Scan the entries below for the word "merged", then copy each line that holds it.
◆ ◆ ◆
PR #448, opened 2024-03-27
Updated version of FastAPI (migrate to Pydantic2 and others)

loneil:
To cover FastAPI security updates (new versions of FastAPI use Pydantic 2) and future-proofing, need to update the oidc controller in VCAuthn to use Pydantic 2. Other minor FastAPI update tweaks required as well.

Some relevant Pydantic2 changes

Optional logic changed in Pydantic 2
https://docs.pydantic.dev/latest/migration/#required-optional-and-nullable-fields

Using ConfigDict instead of class based config
https://docs.pydantic.dev/latest/migration/#changes-to-config

Get validators is gone
https://docs.pydantic.dev/latest/migration/#defining-custom-types

Additionally needed minor tweak to the way the socket.io endpoint sets up as the mount to `/ws` stopped working in newer FastAPI (or python-socket) so defining the whole path in the socket app works now (explicitly set `socketio_path`).


esune (approved):
LGTM 👍🏻

PR #449, opened 2024-03-28
Move to using embedded Vue app for QR Code page

### LINKED ISSUE #432: Switch to using embedded Vue app for QR Code page

Gavinok:
This pr resolves #432

In addition to the migration to Vue this PR adds a timer to catch when a credential has been stuck in the pending state for over a minute prompting the user.

As well as providing this feedback users are also informed on possible reasons for a failed credential.

I am not 100% sure these error messages make sense in all cases so feedback on them is appreciated.


oidc-controller/api/templates/verified_credentials.html
```diff
@@ -333,193 +287,237 @@ <h1 class="mobile-device my-1">Continue with:</h1>
...
-        deepLink.href = "";
-      }
+     createApp({
+       data() {
+         const mobileDevice = ref(
+           getBrowser() === "Android" || getBrowser() === "iOS" ? true : false
+         );
+      const errorMessage = computed(() => {
+      if (state.current === "failed") {
+      return `<b>We couldn't verify your credentials because they may be:</b>
```
amanji, line 340: Can these not all be Vue components themselves, now?

Gavinok: Couldn't agree more. Once I'm back I will extract it. For whatever reason I couldn't find a way to do it without multiple files or a build step but I was able to dig up a solution.

oidc-controller/api/templates/verified_credentials.html
```diff
@@ -333,193 +274,261 @@ <h1 class="mobile-device my-1">Continue with:</h1>
...
-    });
+    </div>
 
-    socket.on("connect", () => {
-      socket.emit("initialize", { pid: "{{pid}}" });
-    });
+    <script src="https://unpkg.com/vue@3/dist/vue.global.js"></script>
+  </body>
+  <!-- Components -->
+  <script type="text/x-template" id="status-description">
```
amanji, line 287: Can these not be imported from separate files? Just taking a brief look at: https://vuejs.org/guide/extras/web-components.html#sfc-as-custom-element if there's any relevance here.

Gavinok: This was more a requirement we went with to simplify the situation when it came to how the template is used by the python code. We definitely could split it off but would need to handle the template expansion aka all the `{{add_asset("hourglass.svg")}}` which are being expanded by https://github.com/bcgov/vc-authn-oidc/blob/embedded-vue/oidc-controller/api/templates/helpers.py#L2

Gavinok: Correct me if I am wrong @loneil @esune . I easily could have misunderstood the plans for this.

Gavinok: I could try and change [get_authorize](https://github.com/bcgov/vc-authn-oidc/blob/embedded-vue/oidc-controller/api/routers/oidc.py#L86-L212) to support multiple files.

loneil: The goal is to have this be contained and served in the html file so that shouldn't entail having to have anything built with Vite/etc or using `.vue` SFCs that need building.

amanji: Ok In that case this seems like a good approach.

amanji (dismissed):

loneil (changes requested):
Not seeing the redirecting working when trying locally any more.

It's sitting on 
image

and I don't see `callback_url` referenced in the code any more

Gavinok:
> Not seeing the redirecting working when trying locally any more.
> 
> It's sitting on image
> 
> and I don't see `callback_url` referenced in the code any more

Just tested this. Should work now

loneil (approved):
Looks good after redirect fix. Tested out browser and mobile flows.

esune (approved):

Issue #429, opened 2024-03-04
CD pipeline for dev


esune:
Implement a CD pipeline to deploy the latest changes to `dev` every time something is merged to the `main` branch.

esune:
For reference, the `traction` CD pushing to `dev` every time a change is merged to `main` is here: https://github.com/bcgov/traction/blob/main/.github/workflows/on_push_main.yaml

We would likely want something similar implemented.

esune:
There's a couple last tweaks required: pipeline is now working appropriately, however the deployment is trying to pull the `dev` image, which does not exist. @i5okie pointed out it would be best to just use the sha of the built image.

We need to replace the image tag in the `helm upgrade` command to use that rather than `dev`.

PR #487, opened 2024-04-22
Add workflow for auto deployment to dev for main branch changes

Gavinok:
This is a draft for #429

This will likely need extra review since there isn't an option for local testing in this case. Most of the code has been ported from 

https://github.com/bcgov/traction/blob/restore-json-toggle-schema/.github/workflows/on_push_main.yaml


i5okie (commented):
Have the secrets been added in the repo settings?

i5okie (dismissed):
lgtm

Gavinok:
> Have the secrets been added in the repo settings?

As far as I can tell I don't have the proper permissions to add or see them. Since we have not workflows using them yet they probably need to be added

esune:
@i5okie we added all certificates except for `OPENSHIFT_CA_CRT` - I am not 100% sure what should go there. Can you help with that?
After adding that secret we should be able to merge and test this.

esune (approved):
👍🏻

.github/workflows/on_push_main.yaml
```diff
@@ -0,0 +1,47 @@
...
+          namespace: ${{ secrets.OPENSHIFT_NAMESPACE }}
+
+      - name: VC-Authn Dev Helm
+        run: |
+          helm upgrade --install vc-authn-oidc \
+          -f ./charts/vc-authn-oidc/templates/deployment.yaml \
+          --set image.tag="dev" \
+          ./charts/vc-authn-oidc --wait
+      - name: Restart Deployments
+        # TODO determine the vc-authn equivalent
```
loneil, line 44: Should the TODO comments stay in?

esune: Ha, good catch! It looks like this is resolved so we should remove it

.github/workflows/on_push_main.yaml
```diff
@@ -0,0 +1,45 @@
...
+      - name: VC-Authn Dev Helm
+        run: |
+          helm upgrade --install vc-authn-oidc \
+          -f ./charts/vc-authn-oidc/templates/deployment.yaml \
+          --set image.tag="dev" \
+          ./charts/vc-authn-oidc --wait
+      - name: Restart Deployments
+        run: |
+          oc rollout restart deployment/vc-authn-oidc
+          oc rollout restart deployment/vc-authn-controller
```
esune, line 45: I double checked, we actually need to trigger deployments `vc-authn-oidc-agent` and `vc-authn-oidc`

esune (changes requested):

.github/workflows/on_push_main.yaml
Gavinok: Oh, I'll add that now. My mistake, I figured the agent was fine.

.github/workflows/on_push_main.yaml
```diff
@@ -0,0 +1,46 @@
...
+        run: |
+          helm upgrade --install vc-authn-oidc \
+          -f ./charts/vc-authn-oidc/templates/deployment.yaml \
+          --set image.tag="dev" \
+          ./charts/vc-authn-oidc --wait
+      - name: Restart Deployments
+        run: |
+          oc rollout restart deployment/vc-authn-oidc-agent
+          oc rollout restart deployment/vc-authn-oidc
+          oc rollout restart deployment/vc-authn-controller
```
esune, line 46: This actually doesn't exist, we should remove it completely

esune (changes requested):

PR #489, opened 2024-04-25
Fix CD pipeline definition

esune:
Fix issues with CD pipeline


Gavinok (approved):
Thanks for the corrections

PR #492, opened 2024-04-25
Added outputs to publish action for use in on_push_main

Gavinok:
This should resolve the remaining issue mentioned in #429

While this does expose the image version something I am concerned about is that the tag input is possibly not being used at all in https://github.com/bcgov/vc-authn-oidc/blob/use-dev-image-in-helm-command/.github/workflows/publish.yml

We  can see this in https://github.com/bcgov/vc-authn-oidc/actions/runs/8825653481/job/24230180441 Build VC-AuthN / Publish VC-AuthN Image as opposed to Build VC-AuthN / Publish VC-AuthN dev Image as you would expect based on this expression
https://github.com/bcgov/vc-authn-oidc/blob/use-dev-image-in-helm-command/.github/workflows/publish.yml#L2

### DIFF
--- a/.github/workflows/on_push_main.yaml
+++ b/.github/workflows/on_push_main.yaml
@@ -37,7 +37,7 @@ jobs:
         run: |
           helm upgrade --install vc-authn-oidc \
           -f https://raw.githubusercontent.com/bcgov/trust-over-ip-configurations/main/helm-values/vc-authn-oidc/dev.yaml \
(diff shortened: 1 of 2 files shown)


esune (approved):
LGTM, waiting for a second pass from @i5okie before merging

i5okie (approved):
Looks good to me.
◆ ◆ ◆
### Solution to this task
Implement a CD pipeline to deploy the latest changes to `dev` every time something is merged to the `main` branch.
For reference, the `traction` CD pushing to `dev` every time a change is merged to `main` is here: https://github.com/bcgov/traction/blob/main/.github/workflows/on_push_main.yaml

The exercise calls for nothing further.